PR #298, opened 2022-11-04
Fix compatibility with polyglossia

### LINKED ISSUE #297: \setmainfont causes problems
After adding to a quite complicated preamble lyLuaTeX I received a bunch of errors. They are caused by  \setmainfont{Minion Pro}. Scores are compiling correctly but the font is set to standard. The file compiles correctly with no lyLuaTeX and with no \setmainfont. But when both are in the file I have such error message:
_ _ _ _ _
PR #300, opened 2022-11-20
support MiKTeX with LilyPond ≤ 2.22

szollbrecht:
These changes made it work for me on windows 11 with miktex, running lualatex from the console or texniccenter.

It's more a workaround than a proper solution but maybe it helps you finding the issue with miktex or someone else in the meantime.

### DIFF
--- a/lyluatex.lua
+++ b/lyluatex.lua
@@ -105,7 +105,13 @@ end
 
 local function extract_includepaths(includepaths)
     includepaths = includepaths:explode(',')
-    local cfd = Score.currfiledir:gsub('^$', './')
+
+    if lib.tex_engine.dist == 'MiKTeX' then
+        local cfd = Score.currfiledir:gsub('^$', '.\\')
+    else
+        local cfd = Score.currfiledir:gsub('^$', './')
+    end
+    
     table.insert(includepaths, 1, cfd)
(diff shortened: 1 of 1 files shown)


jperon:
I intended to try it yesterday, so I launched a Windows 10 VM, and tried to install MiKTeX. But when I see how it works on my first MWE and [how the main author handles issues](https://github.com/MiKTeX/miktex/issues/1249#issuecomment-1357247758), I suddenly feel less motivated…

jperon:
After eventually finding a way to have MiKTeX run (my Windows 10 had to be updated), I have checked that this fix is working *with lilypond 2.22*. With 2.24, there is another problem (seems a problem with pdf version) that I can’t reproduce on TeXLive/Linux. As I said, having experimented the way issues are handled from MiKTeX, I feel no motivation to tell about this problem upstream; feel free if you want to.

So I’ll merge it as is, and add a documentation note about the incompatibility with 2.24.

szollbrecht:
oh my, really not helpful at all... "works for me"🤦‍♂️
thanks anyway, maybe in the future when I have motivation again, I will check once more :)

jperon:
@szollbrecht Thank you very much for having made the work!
_ _ _ _ _
PROBLEM TO SOLVE> Would you please write out, exactly and with no other lines, the stretch of the listing above from the line containing "PR #298, opened 2022-11-04" through the line containing "### LINKED ISSUE"?

RESULT>
PR #298, opened 2022-11-04
Fix compatibility with polyglossia

### LINKED ISSUE #297: \setmainfont causes problems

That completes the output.